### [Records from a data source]
== == ==
PR #4097, opened 2026-06-16
docs(file-storage): split into control plane + signed-URL sidecar (ADR-0003)

ffedoroff:
## Overview

Reworks the FileStorage design to a **two-plane architecture** (new **ADR-0003**, supersedes ADR-0001).

- **Control plane** = FileStorage **API / SDK**. Owns metadata, authorization, versioning, and conditional-request semantics. Its HTTP REST surface **never accepts or returns file content** — it issues short-lived **signed URLs** instead. The only path where control-side code touches bytes is the in-process SDK proxy mode, which streams inside the *consumer gear's* process.
- **Data-plane sidecar** = the only component that moves user bytes. Own domain/URL, connected to the storage backends, verifies signed-URL signatures **and** platform auth tokens, and reaches the control plane through the FS SDK (direct-DB or REST).

The presigned URL always points at **our sidecar**, never at the raw backend — so backend opacity, centralized per-byte metering, and uniform audit/policy coverage are all preserved, while the bandwidth-bound data plane scales independently of the control plane. Every content operation is therefore **at least two requests**: a control request to mint a signed URL, then one or more data requests against the sidecar.

---

## Identity & version types

A file's identity is separated from its content. Content is an **immutable blob per version**; the file is a small mutable record holding a pointer to the current version.

| Field          | Type           | Lives on        | Meaning / lifecycle |
|----------------|----------------|-----------------|---------------------|
| `file_id`      | `uuid`         | `files` (PK)    | The stable logical identity of a file. Never changes for the life of the file. Everything else hangs off it. |
| `version_id`   | `uuid`         | `file_versions` | Identity of **one immutable content blob**. Assigned by the control plane (not the backend) at pre-register. The backend object lives at `/{file_id}/{version_id}` and is **written once, never mutated**. |
| `content_id`   | `uuid` (nullable) | `files`      | The **content pointer**: the `version_id` currently bound as the file's live content. `NULL` until the first bind. Changing content is a *pointer swap* (`content_id := new version_id`), not an in-place mutation. |
| `meta_version` | `bigint`       | `files`         | Monotonic counter, bumped **only on metadata-only writes** (custom-metadata PATCH). Independent of content. |

Derived, not stored:

- **Full snapshot** = `(file_id, content_id, meta_version)` — uniquely pins the complete observable state (content axis × metadata axis, orthogonal).
- **ETag** (content-only) = opaque, derived from `(file_id, content_id)`:
  ```text
  etag_payload = file_id_bytes (16) || content_id_bytes (16)   # both UUIDs, 32 bytes
  etag_header  = '"' || base64url(etag_payload) || '"'
  ```
  It changes **exactly** when content is (re)bound; a metadata-only write does not touch it (so a CDN does not invalidate cached bytes on a metadata change). It is **never** equal to the content hash (a separate concern, ADR-0002). Restoring a prior version re-binds its `content_id`, so the ETag returns to that version's value (content-addressed).

**Write semantics.** A content write is: upload a new immutable version → **bind** it. Bind is an **optimistic CAS** on `content_id` guarded by `If-Match`. On conflict the bind returns `412` **and the `version_id`**; the client re-reads the current ETag and replays the bind with the fresh `If-Match` — **no byte re-upload**, because the version already exists durably. `meta_version` gives metadata its own validator via the optional `If-Match-Metadata: <u64>` header (absent → last-write-wins).

`content_id` replaces the old `content_revision` counter: it *is* the pointer (no separate counter to maintain), at the cost of monotonicity (use `created_at` for ordering).

---

## Signed URLs & token validation

Signed URLs are how the control plane delegates a single content operation to the sidecar. They are **stateless** (à-la S3 presigned: verifiable with no DB lookup).

### Signing (Ed25519, control-minted)

- **Asymmetric Ed25519.** The control plane signs with the **private key** and is the **sole minter**; the sidecar verifies with the **public key** and can never forge a URL. P1 ships **one static keypair** distributed by config (private in control, public in sidecar) — no rotation, no per-URL revocation; key rotation + keyset is P2. Distributing the public key (and the backend registry) is the only control→sidecar \"sync\".
- **Parameters** (query, `X-FS-*`): `X-FS-Algorithm=Ed25519`, `X-FS-KeyId`, `X-FS-Expires=<unix>`, `X-FS-Op=GET|PUT|part`, resource (`X-FS-FileId`, `X-FS-ContentId`/`X-FS-VersionId`, `X-FS-BackendId`), constraints (`X-FS-Ip`, `X-FS-Tok-<claim>`), baked response headers (`X-FS-Rh-<name>`), and finally `X-FS-Signature`.
- **Canonical string to sign** = `method` + `host` + `path` + **all** `X-FS-*` params except `X-FS-Signature`, sorted by key and percent-encoded (RFC 3986), joined `k=v&…`.
  - `host` is signed → a URL cannot be replayed against a different sidecar.
  - Signing *all* `X-FS-*` (minus the signature) means any added, removed, or altered parameter breaks verification — so there is **no separate `SignedParams` list**, and a client cannot strip or weaken a constraint.
- **Deliberately NOT signed:** the `Range` header (so one signed download URL serves many ranges — random access), conditional headers, and the `PUT` body (byte integrity is verified by the hash at bind, not the URL). Consequence: a signed `PUT` URL can be replayed with different bytes until `exp` → that only creates an orphan version/blob (swept by the P2 cleanup engine).

### Constraints (AND-combined)

A signed URL carries any number of constraints, all of which must hold:

- `exp` — expiry (required).
- `ip` / CIDR — optional client-address restriction.
- **Token-claim predicates** — optional `X-FS-Tok-<claim>=<value>` (e.g. `typ=user`, `sub=<id>`, `tenant_id=<id>`, any claim).

\"Available to everyone for 5 minutes\" = only `exp` (no token needed). \"Only a `user` token with `sub=123…`\" = `exp` + `X-FS-Tok-typ=user` + `X-FS-Tok-sub=123…`.

### Verification (at the sidecar)

On each request the sidecar:

1. Recomputes the signature over the canonical string using the public key named by `X-FS-KeyId`; rejects (`403`) on mismatch.
2. Checks `exp`; checks `ip`/CIDR if present.
3. **Token validation** — if (and only if) the URL carries one or more `X-FS-Tok-<claim>` predicates, the request **must** present a valid platform JWT. The sidecar validates that token the **standard platform way** and then checks each predicate (`claim == value`), all AND-combined. Any missing/invalid token or unmatched claim → `403`. A URL with no token predicate is served on signature + `exp`/`ip` alone.
4. Echoes the baked `X-FS-Rh-*` response headers verbatim (e.g. `Content-Disposition`, `Content-Type` override, `Cache-Control`) — no control round-trip.

This keeps **authorization decisions on the control plane** (made at presign, encoded into the URL) and the **sidecar a pure enforcer** of what the URL + token assert.

---

## Flows

**Upload (single-shot, P1):** `POST /files` (authz) → signed `PUT` url → client `PUT`s to the sidecar with `If-Match` → sidecar **pre-registers** a `pending` version via SDK (checks `If-Match` as a free early-fail, before any bytes) → streams to the backend computing size + SHA-256 → **auto-binds** under app-token + on-behalf-of user. `412` → sidecar returns `version_id` → client rebinds, no re-upload.

**Download (P1):** `GET /files/{id}/download-url` (authz) → signed `GET` url pinning the current `content_id` → client fetches from the sidecar (Range/conditional handled there).

**Multipart (P2):** server-authoritative parts plan (control returns exact part sizes/offsets + a signed URL per part); native backend multipart or offset-writes into the new-version object; per-part **BLAKE3 subtree** hashes persisted in `multipart_upload_parts.part_hash` and combined into the root at `complete`.

---

## Versioning & cleanup

- **Versioning is P1**, FileStorage-level and **backend-agnostic** (each version is a distinct immutable object + the `content_id` pointer) — works on any backend; the `versioning_native` capability is **removed**.
- No automatic cleanup in P1 (versions accumulate — the indefinite-retention default). The **cleanup engine** (layered version retention `≤ X` / age `T` + orphan reconciliation) is **P2**, a single internal control-plane background process.

---

## DB schema

- `files` slimmed to identity + pointer: `file_id, tenant_id, owner_kind, owner_id, name, gts_file_type, content_id, meta_version, timestamps` (no bytes, no per-content fields).
- New P1 `file_versions`: `(file_id, version_id, mime_type, size, hash_algorithm, hash_value, status pending|available, is_current, backend_id, backend_path, created_at)`.
- P2 hash-allow-list widening and P3 encryption columns now target `file_versions`.

---

## Files & validation

- `ADR/0003-…sidecar-data-plane.md` (new); `ADR/0001` → superseded; `ADR/0002` references repointed to the sidecar.
- `PRD.md`, `DESIGN.md`, `api.md`, `migration.sql` reworked.
- `cpt validate`: **0 errors**, code coverage 104/104.

> Draft — pending review.

## Summary by CodeRabbit

* **New Features**
  * Introduced a two-plane FileStorage flow: a control plane issues short-lived signed URLs, and a sidecar exclusively handles upload/download bytes, including sidecar-served `Range` behavior.
  * Added opaque PASETO (`v4.public`) signed URL tokens delivered via query (`fs-token`) or `X-FS-Token`, with strict expiry and claim validation.
* **Documentation**
  * Rewrote PRD/API docs to reflect signed-URL semantics, conditional headers, and pointer-based immutable versioning.
  * Added ADRs for the sidecar data plane and signed-URL transport; removed the deprecated proxy-traffic ADR.
* **Refactor**
  * Updated database migration to support immutable, versioned content and moved encryption metadata to per-version storage.


gears/file-storage/docs/DESIGN.md
```diff
@@ -1119,18 +1330,381 @@ Concurrency caps:
...
+signing step itself. Two cases:
+
+- **SDK in-process (private key local to the caller's control instance):** signing is a direct local call, so a caller
+  can mint **many URLs at once essentially for free** — e.g. 100 presigned URLs in single-digit milliseconds, no
+  round-trips. Useful for listing/galleries that need a signed download URL per item.
+- **Control plane as an external service (SDK over REST):** each presign is a control request, so to mint many URLs
+  the caller **batches** them into a single request (the control plane signs them all in one in-memory pass and
+  returns the set). That keeps bulk presigning to one round-trip — still fast.
+
+### 4.6 Worked example (LMS image upload and display)
```
ffedoroff, line 1493: @Artifizer please check, here is detailed example

gears/file-storage/docs/ADR/0004-cpt-cf-file-storage-adr-signed-url-transport.md
```diff
@@ -0,0 +1,182 @@
+---
+status: accepted
+date: 2026-06-17
+---
+
+# ADR-0004: Signed-URL Field & Signature Transport
```
ffedoroff: @Artifizer please check

gears/file-storage/docs/ADR/0004-cpt-cf-file-storage-adr-signed-url-transport.md
```diff
@@ -0,0 +1,182 @@
...
+## Pros and Cons of the Options
+
+### A. Discrete query parameters (chosen)
+
+* Good, because the result is a **bare, shareable URL** — embeddable in HTML, openable in a browser, fetchable by
+  `curl`, seekable by media players, with no headers required
+* Good, because it is the **canonical S3 SigV4 scheme** — ~20 years in production, universally understood, well-tooled
+* Good, because discrete fields are **debuggable** (visible/greppable in logs) and verified without an extra decode step
+* Bad, because re-presigning changes the URL → CDN cache-key churn unless normalized
+* Bad, because the signature appears in URLs (logs/Referer/history) — accepted, same as S3
```
Artifizer: Bad, because browser/frontend/proxy may log everything (maybe it's OK for some cases, but not OK for others), imagine some of the fields need to be hiddent (e.g. signature expiration)
Bad, because if I have a batch request I'll need to pass and parse parameters for every file

gears/file-storage/docs/ADR/0004-cpt-cf-file-storage-adr-signed-url-transport.md
```diff
@@ -0,0 +1,182 @@
...
+
+### B. Single opaque query token
+
+* Good, because it is compact and hides internal structure
+* Bad, because it must be base64-decoded and parsed before verification — extra ceremony, easy to get wrong
```
Artifizer: Does it mean 'query' parameters will not be in base64 and will not parse it? 
I think we need to have base64-decode, parsing and verification regardless of the URL vs header vs other options.

gears/file-storage/docs/ADR/0004-cpt-cf-file-storage-adr-signed-url-transport.md
```diff
@@ -0,0 +1,182 @@
...
+* Good, because the signature stays out of the URL (not in access logs / Referer / history)
+* Bad, because it is **not a bare URL** — cannot be embedded as `<img src>` or opened in a browser; every consumer must
+  attach headers, which fails the primary download use case
+* Bad, because it diverges from the canonical query-signing mental model
+* Neutral — a reasonable **optional** transport for header-capable SDK/S2S callers; deferred
+
+### D. Single opaque HTTP-header token
+
+* Good, because URL is stable and the secret is out of the URL
+* Bad, because it combines the worst of B and C: opaque blob (no debuggability, decode ceremony, no benefit) **and**
```
Artifizer: I see contradiction of what is Bad and what is Good:

Option A says:
Bad, because the signature appears in URLs (logs/Referer/history) <<< I think is correct 'bad'

Option D says:
Bad, because ... no debuggability

What is our debuggability pattern?

I think it should be like - whatever logging is intentional:
- no information leak on rpoxy / routers / browser / etc
- whatever logging is intentional and sanitized (e.g. log tenant ID, but do not log token expiration)

gears/file-storage/docs/ADR/0004-cpt-cf-file-storage-adr-signed-url-transport.md
Artifizer: ## PROPOSAL Summary

ADR-0004 debates **where** to put authentication credentials (query params vs. headers), treating transport as a format decision. This creates a false choice: discrete query parameters are optimal for embeddable bare URLs but terrible for batch/programmatic access. The solution is to **decouple the signed token from its envelope**.

**One signed claim-set. Two envelopes chosen by access intent.**

This unifies the best of Options A (embeddability) and C (debuggability, caching, batch efficiency) without requiring a single "best" transport — making each access pattern optimal without compromise.

---

## Problem with Current ADR-0004

The ADR frames the decision as "which transport is best for all access patterns?" and settles on Option A (discrete query parameters), which generates these objections:

| Concern | Impact |
|---------|--------|
| Query params cannot be cached by browsers/CDNs when re-issued | Embeddable URLs lose cache efficiency |
| Signatures leak into access logs, `Referer`, browser history | Security exposure, albeit short-lived |
| Per-file query params in batch requests require parsing per URL | Batch operations become awkward |
| "Debuggability" claimed for visible URLs contradicts security stance against visibility | Logical inconsistency in pros/cons |
| Each field as its own query param implies per-field signatures | Unclear if composite or per-field; if per-field, design is broken |

**Root cause:** The decision is asked in the wrong frame. Transport shouldn't be "one size fits all"; it should be "transport follows intent."

---

## Core Insight: Intent-Based Envelopes

The two real access patterns have *opposite* constraints:

### Public / Long-term Embeddable Access
- **Example:** ``
- **Constraint:** Caller cannot set HTTP headers (browser, media player, `` tag)
- **Tradeoff acceptable:** Token visible in logs/history because it's (a) short-lived (XXd max), (b) narrowly scoped, (c) bearer credential only, (d) endpoint is verified
- **Optimization goal:** Bare URL works everywhere

### Private / Short-term Programmatic Access
- **Example:** SDK call, server-to-server fetch, batch operation
- **Constraint:** Caller is code; can set headers, parse responses, handle retries
- **Tradeoff preferred:** Token hidden from logs/history, stable URL for caching, bulk operations grouped efficiently
- **Optimization goal:** Efficiency, auditability, debuggability via structured logging

**These are not the same requirement.** Forcing one transport for both loses on both fronts.

---

## Proposed Solution: Transport-Agnostic Token + Intent-Picked Envelope

### 1. Single Signed Token Format (PASETO v4.public)

The token is **one opaque claim-set**, signed once with Ed25519. Transport (query param or header) does not change the signature or the constraints — it only changes where the bytes ride.

```
claims = {
  v:    1,                          // format version
  kid:  "fs-2026-06",               // key rotation id
  iss:  "filestorage-control",
  aud:  "fs-sidecar:tenant-42",     // binds to sidecar + tenant
  sub:  "file-123/ver-9",           // immutable blob: {file_id}/{version_id}
  op:   "GET",                      // HTTP method: GET | HEAD | PUT
  exp:  1718700000,                 // REQUIRED; capped at max_url_ttl
  nbf:  1718699000,                 // optional; claim not-before
  jti:  "01H2XCEJQTF2K08ZZJ29V0YQA", // optional; for revocation / single-use
  
  // Optional constraints, ALL AND-combined, ALL inside the signature
  ip:   "203.0.113.0/24",           // IP/CIDR restriction
  put:  {                           // PUT-specific constraints
    max_size:      50_000_000,
    expected_hash: "sha256:abc123..."
  }
}

token = paseto.sign(ed25519_priv[kid], claims)
// Output: "v4.public.<base64-payload>.<base64-sig>"
```

**Why PASETO?**
- Spec'd for exactly this use case (cryptographic credentials, no algorithm confusion)
- One signature over canonical claims (not per-field)
- Immutable, opaque on the wire
- Lightweight (no JWT bloat)

---

### 2. Two Envelopes, Chosen by Access Intent

#### Envelope A: Query Parameter (Public / Embeddable)

```
GET /d/file-123/download?fs=<token> HTTP/1.1
```

| Property | Value | Rationale |
|----------|-------|-----------|
| **Default TTL** | XX days | Short enough for incidental logging to be acceptable |
| **Use case** | Bare URLs: ``, `<video>`, `curl`, shared links | Can't set headers in these contexts |
| **SDK method** | `client.get_embeddable_url(file_id)` | Returns a string ready to embed |
| **Leakage** | Token in logs, `Referer`, history | Accepted risk; token is short-lived, scoped, bearer-only |

**Cache behavior:**
- Static blob path `/d/file-123` (from ADR-0003: immutable per version) is the cache key
- `fs` token is stripped from cache key by CDN, still forwarded to verifier
- Content cached for 1 year; token validated per-request
- Re-presigning (new token) produces same cache entry; zero cache fragmentation

#### Envelope B: Authorization Header (Private / Programmatic)

```
GET /d/file-123/download HTTP/1.1
Authorization: FS-PASETO <token>
```

| Property | Value | Rationale |
|----------|-------|-----------|
| **Default TTL** | 1 hour | Longer acceptable because token is opaque to intermediaries |
| **Use case** | SDK calls, server-to-server, batch, internal tools | All callers can set headers |
| **SDK method** | `client.get_signed_request(file_id)` or `client.get_headers(file_id)` | Returns HTTP request or header dict |
| **Leakage** | Token not in logs, not in `Referer`, not in history | Header-based, sidecar logs intentionally sanitized |

**Cache behavior:**
- Static blob path `/d/file-123` is the cache key
- `Authorization` header stripped from cache key, forwarded to verifier
- Content cached; token validated per-request
- Full cache hit rate; stable URL across token re-issue

**Batch operations:**
```
// Programmatic: N files, single auth
POST /batch/download HTTP/1.1
Authorization: FS-PASETO <token>

{
  "files": [
    {"path": "/d/file-123", "range": "0-1000"},
    {"path": "/d/file-456", "range": "*"}
  ]
}
```

The token authenticates the batch operation; each file reference is just a path. No per-file parameter parsing, no awkwardness.

---

### 3. Unified Sidecar Verification Flow

Verification is **identical** regardless of envelope; only extraction differs.

```
1. Extract token:
   - Check Authorization: FS-PASETO header first
   - Else check ?fs query param
   - Else reject (401)

2. Decode and verify signature:
   - Extract kid from token header
   - Fetch public key from control-plane JWKS endpoint (cached)
   - paseto.verify(public_key[kid], token)
   - On error → 401

3. Validate claims (all must pass; AND-combined):
   - aud matches this sidecar:tenant
   - nbf ≤ now < exp
   - op matches HTTP method (GET token against HEAD request → OK; PUT token against GET → 403)
   - sub matches requested resource ({file_id}/{version_id})

4. Enforce constraints:
   - If ip in claims: verify request source IP ∈ CIDR
   - If put constraints: stream-enforce max_size, validate hash (ADR-0002)
   - If jti in claims: check not-in denylist (revocation check via shared metadata)

5. Serve content:
   - Forward request to backend storage
   - Stream response; emit per-byte usage counter to metrics
   - Log sanitized record: (timestamp, tenant_id, file_id, op, bytes, status)
     ❌ Never log: token, IP, hash, or any bearer credential
     ✅ Safe to log: tenant, file, operation, size, outcome
```

---

## Key Advantages Over Current ADR-0004

| Problem (ADR-0004) | Solution (This Proposal) | Benefit |
|---|---|---|
| "Query params can't be cached" | Immutable-blob addressing from ADR-0003 means content path never changes; token is stripped from cache key. Re-presigning ≠ cache miss. | Full cache efficiency; no fragmentation. |
| "Signatures leak" | Query tokens are short-lived (XXd); logging policy is intentional + sanitized regardless of transport. Header tokens never leak. | Leakage is time-bounded & intent-driven; no contradiction. |
| "Batch is awkward with per-file params" | Header-based batch groups files under one auth; no per-file parameter sprawl. | Batch operations are clean & efficient. |
| "Per-field signatures unclear" | One PASETO token, one composite signature over canonical claims. Unambiguous. | No ambiguity; signature model is proven (PASETO spec). |
| "Option A vs D: visible=bad XOR invisible=bad" | Visibility isn't inherently good/bad; it's *context-dependent*. Public embeddable = acceptable leakage; private = header-hidden. Debuggability via sidecar logs, not URL inspection. | Logical consistency; each envelope optimized for its access pattern. |

---

## Design Details: Support Systems

### Key Rotation

**Multi-key operation:** Sidecar caches public keys from control-plane JWKS endpoint.

```
1. Control plane holds private key(s) in KMS/HSM
2. Control plane publishes public keys + kid + rotation schedule:
   {
     "keys": [
       {
         "kid": "fs-2026-06",
         "kty": "OKP",
         "crv": "Ed25519",
         "x": "<base64-public-key>",
         "use": "sig",
         "valid_from": 1718500000,
         "valid_until": 1750036000
       },
       {
         "kid": "fs-2026-07",
         "kty": "OKP",
         "crv": "Ed25519",
         "x": "<base64-public-key>",
         "use": "sig",
         "valid_from": 1750036000,
         "valid_until": 1781572000
       }
     ]
   }
3. Rotate with overlap: new key signs, both verify, retire old key after max_url_ttl elapses
4. Sidecar refreshes JWKS hourly (or on 401 → fetch fresh JWKS and retry)
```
== == ==
### [What this task involves]
Of all the entries above, retype exactly the lines from the line with "in-place mutation. |" to the line with "(absent → last-write-wins).", both included, and no others.

### [Response area]
| `content_id`   | `uuid` (nullable) | `files`      | The **content pointer**: the `version_id` currently bound as the file's live content. `NULL` until the first bind. Changing content is a *pointer swap* (`content_id := new version_id`), not an in-place mutation. |
| `meta_version` | `bigint`       | `files`         | Monotonic counter, bumped **only on metadata-only writes** (custom-metadata PATCH). Independent of content. |

Derived, not stored:

- **Full snapshot** = `(file_id, content_id, meta_version)` — uniquely pins the complete observable state (content axis × metadata axis, orthogonal).
- **ETag** (content-only) = opaque, derived from `(file_id, content_id)`:
  ```text
  etag_payload = file_id_bytes (16) || content_id_bytes (16)   # both UUIDs, 32 bytes
  etag_header  = '"' || base64url(etag_payload) || '"'
  ```
  It changes **exactly** when content is (re)bound; a metadata-only write does not touch it (so a CDN does not invalidate cached bytes on a metadata change). It is **never** equal to the content hash (a separate concern, ADR-0002). Restoring a prior version re-binds its `content_id`, so the ETag returns to that version's value (content-addressed).

**Write semantics.** A content write is: upload a new immutable version → **bind** it. Bind is an **optimistic CAS** on `content_id` guarded by `If-Match`. On conflict the bind returns `412` **and the `version_id`**; the client re-reads the current ETag and replays the bind with the fresh `If-Match` — **no byte re-upload**, because the version already exists durably. `meta_version` gives metadata its own validator via the optional `If-Match-Metadata: <u64>` header (absent → last-write-wins).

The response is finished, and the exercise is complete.